PR #3506, opened 2025-07-15
chore: chat2 with mix

chaitanyaprem:
# Description
Building a chat2 example to dogfood lightpush with mix.
Still WIP. It will be ready once replies are implemented.

# Changes

- [x] add a mixify flag to lightpush publish method
- [x] create a chat2 example that publishes with mix
~- [ ] use rendezvous instead of discv5+peer-exchange to see if mix nodes get detected faster~
- [ ] remove unused code and config to make the app lean

**Note: This PR only will be merged into mix feature branch and not master.**

### DIFF
--- a/apps/chat2mix/config_chat2mix.nim
+++ b/apps/chat2mix/config_chat2mix.nim
@@ -1,15 +1,14 @@
+import chronicles, chronos, std/strutils, regex
+
 import
-  chronicles,
-  chronos,
-  confutils,
-  confutils/defs,
-  confutils/std/net,
   eth/keys,
   libp2p/crypto/crypto,
   libp2p/crypto/secp,
   nimcrypto/utils,
-  std/strutils,
-  regex
+  confutils,
+  confutils/defs,
+  confutils/std/net
+
 import waku/waku_core
 
 type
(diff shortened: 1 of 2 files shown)


apps/chat2mix/config_chat2mix.nim
```diff
@@ -0,0 +1,359 @@
...
+      desc: "Peer multiaddr to query for storage.", defaultValue: "", name: "storenode"
+    .}: string
+
+    ## Filter config
+    filter* {.
+      desc: "Enable filter protocol: true|false", defaultValue: false, name: "filter"
+    .}: bool
+
+    ## Lightpush config
+    lightpush* {.
```
fryorcraken, line 129: I would avoid copy-pasting the whole `WakuNodeConf` object.

Especially I assume that you would want to use lightpush over mix so this option does not make sense.

chaitanyaprem: makes sense, i just copied the chat2 app and started working on top of that. 
I will include a cleanup step so that things which are not needed can be removed before merging.

Makefile
```diff
@@ -228,6 +228,10 @@ chat2: | build deps librln
 	echo -e $(BUILD_MSG) "build/$@" && \
 		$(ENV_SCRIPT) nim chat2 $(NIM_PARAMS) waku.nims
 
+chat2mix: | build deps librln
```
jm-clius, line 231: Just to understand, why a separate chat2 target and not simply adding a `mixEnabled` or similar config to the existing `chat2`? I know `chat2` is already a fairly ugly monster, but it might make the changes required for mix a bit clearer.

apps/chat2mix/run_chat_mix.sh
jm-clius, line 1: Wouldn't these scripts make more sense as part of the `simulations/mixnet`? In other words, presumably `chat2mix` will work when connected to any mixnet constellation, but this is a helper script that asssumes a local simulated setup. I would also add a readme to the simulation to explain which scripts to run and what they do.

waku/node/waku_node.nim
```diff
@@ -1182,17 +1183,36 @@ proc lightpushPublishHandler(
...
+      let conn = MixEntryConnection.newConn(
+        $peer.addrs[0], #TODO: How to handle multiple addresses?
+        peer.peerId,
+        ProtocolType.fromString(WakuLightPushCodec),
+        node.mix,
+      )
+      return await node.wakuLightpushClient.publishWithConn(
+        pubsubTopic, message, conn, peer.peerId
+      )
+    else:
```
jm-clius, line 1207: To me creating the mix connection belongs to `wakuLightpushClient`. Could you add `mixify` as argument to `publish()` that then proceeds to attempt to create a mix entry connection?

jm-clius (approved):
Thanks! I've added some comments, but I don't think they're blocking. Perhaps make sure that other reviewers notice that this PR only merges to a feature branch, not `master`. :)

Makefile
chaitanyaprem: Well, it was using relay to begin with and the code was pretty cluttered. I just wanted freedom to remove and comment code to make it work :)
 
I agree that it might make changes required for mix more clearer but i had to change the app first to work as edgeNode whcih itself had nothing to do with mix and then add mix functionality. 

Let me see if i can work on existing chat2 itself to bring it to a sane state.  Will create a separate PR so not to mess this up and if that is ready, maybe we can discard this PR.

apps/chat2mix/run_chat_mix.sh
chaitanyaprem: agreed, i had a doubt while putting them in chat2, will move them to simulations folder as they are indeed tied to the simulation.

Will add a readme as well. Thanks!

waku/node/waku_node.nim
chaitanyaprem: Well, i kept it out of lightpush as of now so that it isn't dependent on mix specifically. And since MixProtocol instance is part of WakuNode it made sense to keep it at wakunode level. Otherwise we will have to pass this instance to all protos that want to use mix. 
It is a minor thing though and can be changed if required.

apps/chat2mix/config_chat2mix.nim
```diff
@@ -0,0 +1,363 @@
...
+  chronos,
+  confutils,
+  confutils/defs,
+  confutils/std/net,
+  eth/keys,
+  libp2p/crypto/crypto,
+  libp2p/crypto/secp,
+  nimcrypto/utils,
+  std/strutils,
+  regex
```
Ivansete-status: We usually split the imports in three big categories:
import cat1
import cat2
import cat3

cat1: contains the std and global modules
cat2: contains `vendor` modules ( libp2p, chronos, chronicles ... )
cat3: contains local nwaku modules

apps/chat2mix/config_chat2mix.nim
```diff
@@ -0,0 +1,363 @@
...
+      desc: "Enable spam protection through rln-relay: true|false",
+      defaultValue: false,
+      name: "rln-relay"
+    .}: bool
+
+    rlnRelayChainId* {.
+      desc:
+        "Chain ID of the provided contract (optional, will fetch from RPC provider if not used)",
+      defaultValue: 0,
+      name: "rln-relay-chain-id"
```
Ivansete-status: Shall remove this whole commented snippet?

Ivansete-status (approved):
LGTM! Thanks! :100: 
Just a couple of nits

apps/chat2mix/config_chat2mix.nim
fryorcraken: something to add to `CONTRIBUTE.md` ?

chaitanyaprem: > something to add to `CONTRIBUTE.md` ?

Not sure if we have something like this, but it is a good idea to indicate nim guidelines that we follow in nwaku. 
Something in the lines of [Status-guide](https://status-im.github.io/nim-style-guide) with other things that we follow?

EXERCISE AIM: Extract the entries above verbatim.

SOLVED PROBLEM:
PR #3506, opened 2025-07-15
chore: chat2 with mix

chaitanyaprem:
# Description
Building a chat2 example to dogfood lightpush with mix.
Still WIP. It will be ready once replies are implemented.

# Changes

- [x] add a mixify flag to lightpush publish method
- [x] create a chat2 example that publishes with mix
~- [ ] use rendezvous instead of discv5+peer-exchange to see if mix nodes get detected faster~
- [ ] remove unused code and config to make the app lean

**Note: This PR only will be merged into mix feature branch and not master.**

### DIFF
--- a/apps/chat2mix/config_chat2mix.nim
+++ b/apps/chat2mix/config_chat2mix.nim
@@ -1,15 +1,14 @@
+import chronicles, chronos, std/strutils, regex
+
 import
-  chronicles,
-  chronos,
-  confutils,
-  confutils/defs,
-  confutils/std/net,
   eth/keys,
   libp2p/crypto/crypto,
   libp2p/crypto/secp,
   nimcrypto/utils,
-  std/strutils,
-  regex
+  confutils,
+  confutils/defs,
+  confutils/std/net
+
 import waku/waku_core
 
 type
(diff shortened: 1 of 2 files shown)


apps/chat2mix/config_chat2mix.nim
```diff
@@ -0,0 +1,359 @@
...
+      desc: "Peer multiaddr to query for storage.", defaultValue: "", name: "storenode"
+    .}: string
+
+    ## Filter config
+    filter* {.
+      desc: "Enable filter protocol: true|false", defaultValue: false, name: "filter"
+    .}: bool
+
+    ## Lightpush config
+    lightpush* {.
```
fryorcraken, line 129: I would avoid copy-pasting the whole `WakuNodeConf` object.

Especially I assume that you would want to use lightpush over mix so this option does not make sense.

chaitanyaprem: makes sense, i just copied the chat2 app and started working on top of that. 
I will include a cleanup step so that things which are not needed can be removed before merging.

Makefile
```diff
@@ -228,6 +228,10 @@ chat2: | build deps librln
 	echo -e $(BUILD_MSG) "build/$@" && \
 		$(ENV_SCRIPT) nim chat2 $(NIM_PARAMS) waku.nims
 
+chat2mix: | build deps librln
```
jm-clius, line 231: Just to understand, why a separate chat2 target and not simply adding a `mixEnabled` or similar config to the existing `chat2`? I know `chat2` is already a fairly ugly monster, but it might make the changes required for mix a bit clearer.

apps/chat2mix/run_chat_mix.sh
jm-clius, line 1: Wouldn't these scripts make more sense as part of the `simulations/mixnet`? In other words, presumably `chat2mix` will work when connected to any mixnet constellation, but this is a helper script that asssumes a local simulated setup. I would also add a readme to the simulation to explain which scripts to run and what they do.

waku/node/waku_node.nim
```diff
@@ -1182,17 +1183,36 @@ proc lightpushPublishHandler(
...
+      let conn = MixEntryConnection.newConn(
+        $peer.addrs[0], #TODO: How to handle multiple addresses?
+        peer.peerId,
+        ProtocolType.fromString(WakuLightPushCodec),
+        node.mix,
+      )
+      return await node.wakuLightpushClient.publishWithConn(
+        pubsubTopic, message, conn, peer.peerId
+      )
+    else:
```
jm-clius, line 1207: To me creating the mix connection belongs to `wakuLightpushClient`. Could you add `mixify` as argument to `publish()` that then proceeds to attempt to create a mix entry connection?

jm-clius (approved):
Thanks! I've added some comments, but I don't think they're blocking. Perhaps make sure that other reviewers notice that this PR only merges to a feature branch, not `master`. :)

Makefile
chaitanyaprem: Well, it was using relay to begin with and the code was pretty cluttered. I just wanted freedom to remove and comment code to make it work :)
 
I agree that it might make changes required for mix more clearer but i had to change the app first to work as edgeNode whcih itself had nothing to do with mix and then add mix functionality. 

Let me see if i can work on existing chat2 itself to bring it to a sane state.  Will create a separate PR so not to mess this up and if that is ready, maybe we can discard this PR.

apps/chat2mix/run_chat_mix.sh
chaitanyaprem: agreed, i had a doubt while putting them in chat2, will move them to simulations folder as they are indeed tied to the simulation.

Will add a readme as well. Thanks!

waku/node/waku_node.nim
chaitanyaprem: Well, i kept it out of lightpush as of now so that it isn't dependent on mix specifically. And since MixProtocol instance is part of WakuNode it made sense to keep it at wakunode level. Otherwise we will have to pass this instance to all protos that want to use mix. 
It is a minor thing though and can be changed if required.

apps/chat2mix/config_chat2mix.nim
```diff
@@ -0,0 +1,363 @@
...
+  chronos,
+  confutils,
+  confutils/defs,
+  confutils/std/net,
+  eth/keys,
+  libp2p/crypto/crypto,
+  libp2p/crypto/secp,
+  nimcrypto/utils,
+  std/strutils,
+  regex
```
Ivansete-status: We usually split the imports in three big categories:
import cat1
import cat2
import cat3

cat1: contains the std and global modules
cat2: contains `vendor` modules ( libp2p, chronos, chronicles ... )
cat3: contains local nwaku modules

apps/chat2mix/config_chat2mix.nim
```diff
@@ -0,0 +1,363 @@
...
+      desc: "Enable spam protection through rln-relay: true|false",
+      defaultValue: false,
+      name: "rln-relay"
+    .}: bool
+
+    rlnRelayChainId* {.
+      desc:
+        "Chain ID of the provided contract (optional, will fetch from RPC provider if not used)",
+      defaultValue: 0,
+      name: "rln-relay-chain-id"
```
Ivansete-status: Shall remove this whole commented snippet?

Ivansete-status (approved):
LGTM! Thanks! :100: 
Just a couple of nits

apps/chat2mix/config_chat2mix.nim
fryorcraken: something to add to `CONTRIBUTE.md` ?

chaitanyaprem: > something to add to `CONTRIBUTE.md` ?

Not sure if we have something like this, but it is a good idea to indicate nim guidelines that we follow in nwaku. 
Something in the lines of [Status-guide](https://status-im.github.io/nim-style-guide) with other things that we follow?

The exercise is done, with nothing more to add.